On the other hand, McNemar’s test of the ensemble methods showed that the voting method based on greater kappa is significantly different from the rest of the voting methods (

Table 7. McNemar’s test x² values for pair comparisons of ensemble methods ¹.

	MaxK	GSK	GMK	GWSK	GMF1	GSF1	GMMCC	GSMCC
Mode	13.483	0	1.028	0	1.125	0	1.936	0
MaxK	-	13.483	36.860	13.483	36.423	14.095	40.830	13.483
GSK	-	-	1.028	0	1.125	0	1.954	0
GMK	-	-	-	1.028	0	0.921	3.063	1.028
GWSK	-	-	-	-	1.125	0	1.954	0
GMF1	-	-	-	-	-	1.028	1.895	1.125
GSF1	-	-	-	-	-	-	1.787	0
GMMCC	-	-	-	-	-	-	-	1.936

¹ With bold fonts the McNemar’s test x² values greater than value 3.84.

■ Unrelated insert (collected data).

PR #4240, opened 2022-09-22
Verify running maestro test on staging environment locally

RishabJaiswal:
https://app.shortcut.com/simpledotorg/story/9184/add-ui-test-for-login-flow

### DIFF
--- a/.github/workflows/maestro_tests.yml
+++ b/.github/workflows/maestro_tests.yml
@@ -1,0 +1,44 @@
+name: Maestro tests
+
+on:
+  push:
+    branches:
+      - master
+  pull_request:
+  workflow_dispatch:
+
+concurrency:
+  group: maestro-tests
+  cancel-in-progress: true
+
+jobs:
+  maestro-tests:
+    runs-on: [ macos-latest ]
+    steps:
+      - name: Checkout Android source
+        uses: actions/checkout@v3
+
+      - name: set up JDK
+        uses: actions/setup-java@v3
+        with:
+          distribution: 'zulu'
+          java-version: 11
+
+      - name: Install Maestro
+        run: |
+          brew tap mobile-dev-inc/tap
+          brew install maestro
+
+      - name: Maestro tests
+        id: run-maestro-tests
+        uses: reactivecircus/android-emulator-runner@v2
+        with:
+          api-level: 31
+          arch: x86_64
+          disable-animations: true
+          disk-size: 8G
+          script: |
+            adb root
+            ./gradlew -PmaestroTests=true -PsentryDsn=${{ secrets.SENTRY_DSN }} -PsentryEnvironment=staging :app:installStagingRelease
+            maestro test -e number=1111111111 -e pin=1111 -e otp=000000 uiFlows/login_flow.yaml
+            adb uninstall org.simple.clinic.staging
--- a/app/build.gradle.kts
+++ b/app/build.gradle.kts
@@ -127,7 +127,6 @@ android {
     val datadogApplicationId: String by project
     val datadogClientToken: String by project
     val datadogEnvironment: String by project
-    val maestroTest: String by project
 
     addManifestPlaceholders(mapOf(
         "sentryDsn" to sentryDsn,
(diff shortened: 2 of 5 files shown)


RishabJaiswal:
* master
  * **PR #4240** <a href="https://app.graphite.dev/github/pr/simpledotorg/simple-android/4240" target="_blank">Graphite</a>  👈

This comment was auto-generated by [Graphite](https://app.graphite.dev/github/pr/simpledotorg/simple-android/4240?utm_source=stack-comment).

app/build.gradle.kts
```diff
@@ -155,6 +156,7 @@ android {
       isDebuggable = false
       isMinifyEnabled = runProguard.toBoolean()
       isShrinkResources = runProguard.toBoolean()
+      signingConfig = if(properties.get("maestroTest") == "true") getByName("debug").signingConfig else null
```
msasikanth, line 159: Instead of setting a `null` value for signing config, can we instead replace it with this?

```kt
if (maestroTest.toBoolean()) {
  signingConfig = getByName("debug").signingConfig
}
```

This allows us to use the proper signing key when making a release build in Bitrise.

msasikanth, line 159: Any reason we aren't using `maestroTest.toBoolean()` directly here?

gradle.properties
```diff
@@ -46,3 +46,4 @@ datadogApplicationId=do_not_change_here
 datadogClientToken=do_not_change_here
 datadogEnvironment=qa
 datadogServiceName=simple-android
+maestroTest=false
```
msasikanth, line 49: Instead of maestroTest, I am thinking we can call it `isCI` or something like that so that it's much more clearer and flexible for us to use. WDYT?

msasikanth (changes requested):
See inline comments

msasikanth (commented):
Looks good overall. Requested a few changes PTAL, Why aren't we adding the GH Actions in this PR?

gradle.properties
RishabJaiswal: Suggestion: `signReleaseWithDebugKey` sounds like a good param here

app/build.gradle.kts
RishabJaiswal: some changes got pushed accidentally, which pushing my first PR via Graphite. Will update it.

gradle.properties
msasikanth: IDK, it's very specific IMO. Since it's a build param, I feel like it would be better to identify it as CI env or not make sense.

msasikanth: Let's just go with `maestroTests` for now. We can change it in future if required.

.github/workflows/maestro_tests.yml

). More specifically, the $x^2$ exceeds the critical $x^2$ value of 3.84 and thus ‘MaxK’ is statistically significant at a 95% confidence interval for all the pair comparisons. Interestingly, the rest of the comparisons revealed that the null hypothesis cannot be rejected according to McNemar’s test, hence the difference in accuracy between the ensemble methods is not statistically significant.

4. Conclusions

This work illustrates the potential use of a number of classifiers on identifying land cover types. The land cover type mapping is essential for the land management of the Mediterranean ecosystems. Long-term human activities along with geographic and climatic conditions have created a heterogeneous fragmented ecosystem that changes rapidly [99]. One of the main disturbances of Mediterranean ecosystems are wildfires. Land cover type mapping provides valuable information, i.e., vegetative fuel and socioeconomic inputs in wildfire risk assessment [100,101]. Furthermore, through remote sensing classification we can identify the change detection, possible land degradations and empower ecosystem monitoring [102,103].

An ensemble approach with nine voting methods has been developed for increased accuracy over classification algorithms using multi-temporal Sentinel-2 data from a mixed Mediterranean ecosystem. Each base classifier was trained with its own dataset in order to create the accuracy metrics that were used within the voting methods. All the base classifiers and the ensemble methods were applied to an unseen testing dataset. The result shows that the combination of multiple classifiers based on the examined voting schemes does not always provide a better performance in land cover classification. The SVM algorithm outperformed all the classifiers and was proven as the most accurate approach especially for this quite unbalanced dataset.

The diversity measures can explain the outperformance of SVM. The double-fault measure clearly shows that SVM significantly differs from the rest of the classifiers. Therefore, diversity measures should be thoroughly examined before building an ensemble method. The diversity metrics can be evidence in identifying possible overperformance within base classifiers hence an ensemble may not be always necessary. On the other hand, possible underperformances can be identified leading to the exclusion of some base classifiers. To sum up, our voting methods were influenced by the number of classifiers with a lower performance opposed to SVM. Hence, the accuracy of the ensembles are lower than the best base classifier, probably due to the ‘curse of conflict’ problem [104].

Potential further improvements of this methodology should include the incorporation of additional base algorithms and more ensemble methods. Moreover, opposed to pixel-based approaches, ensembles of segmentation approaches can be explored including traditional segmentation algorithms and CNNs. An interesting potential improvement of this work should be the comparison of multiple Mediterranean areas based on the very same ensemble of algorithms. Nevertheless, this work has proven that contemporary computational approaches along with advanced algorithmic measures show potential for land cover classification of unbalanced data.